[TASK MATERIAL — start]
Issue #3241, opened 2023-03-06
add import/export genesis e2e


colin-axner:
## Summary

Add an e2e test for init and export genesis. 

## Proposal

- startup chains
- create channel/send packets
- halt chain, export genesis, write file
- restart chain
- send packet over existing channel

____

#### For Admin Use

- [ ] Not duplicate issue
- [ ] Appropriate labels applied
- [ ] Appropriate contributors tagged/assigned

ThanhNhann:
can I handle this ser?

colin-axner:
Hi! Yes you can! That would be wonderful!

I've started looking into this so here's some more information:

I think we should add the test into the `e2e/tests/upgrades` directory under a `genesis_test.go` file. We should create a new `TestGenesisTestSuite` as the upgrades one is skipped on regular pr's to ibc-go. 
```go
func TestGenesisTestSuite(t *testing.T) {
    suite.Run(t, new(GenesisTestSuite))
}

type GenesisTestSuite struct {
    testsuite.E2ETestSuite
}
```

We will need to make modifications to interchain test to complete this issue. I've opened this issue https://github.com/strangelove-ventures/interchaintest/issues/418. You are welcome to take that on if you'd like, but I had planned to give it a shot tomorrow on my fork as I know the changes I'd like to do so I don't think it'll take me very long. 

The changes will add a function to the `CosmosChain` struct which will allow us to set the `halt-height` parameter in the `app.toml`. This would be the function we set on the cosmos chains we create. I think we could set the function by adding it as a field to `testconfig.ChainOptionConfiguration` and then calling `GetChains(opts)` before `SetupChainsRelayersAndChannel`
```go
func setHaltHeight(node *cosmos.ChainNode) error {
    appToml := make(testutil.Toml)

    appToml["halt-height"] = haltHeight

    return testutil.ModifyTomlConfigFile(
        ctx, 
        node.logger(),
        node.DockerClient,
        node.TestName,
        node.VolumeName,
        "config/app.toml",
        appToml,   
    )    
}
```
see similar [code](https://github.com/strangelove-ventures/interchaintest/blob/main/chain/cosmos/chain_node.go#L255)

For the genesis import/export test we would set the halt height to X so all nodes would halt at X. Once all the nodes are halted, we should export state from each validator. We can use exec cmd `<bin> export`. I'm not sure if there's an rpc we could call instead?

[...]

PR #3282, opened 2023-03-11
e2e: add export genesis e2e

ThanhNhann:
## Description
- This pr add export genesis e2e

closes: #3241 

---

write a little note why.


e2e/tests/upgrades/genesis_test.go
```diff
@@ -0,0 +1,159 @@
...
+	err = test.WaitForBlocks(timeoutCtx, int(blocksAfterUpgrade), chain)
+	s.Require().NoError(err, "chain did not produce blocks after halt")
+
+	height, err = chain.Height(ctx)
+	s.Require().NoError(err, "error fetching height after halt")
+
+	s.Require().Greater(height, haltHeight, "height did not increment after halt")
+}
+
+func WriteFile(path string, body []byte) error {
```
[TASK MATERIAL — finish]
**REQUIRED ACTION:**
Scan the material above. Extract every line in which the word "upgrades" occurs.

**THE COMPLETED TASK:**
I think we should add the test into the `e2e/tests/upgrades` directory under a `genesis_test.go` file. We should create a new `TestGenesisTestSuite` as the upgrades one is skipped on regular pr's to ibc-go. 
e2e/tests/upgrades/genesis_test.go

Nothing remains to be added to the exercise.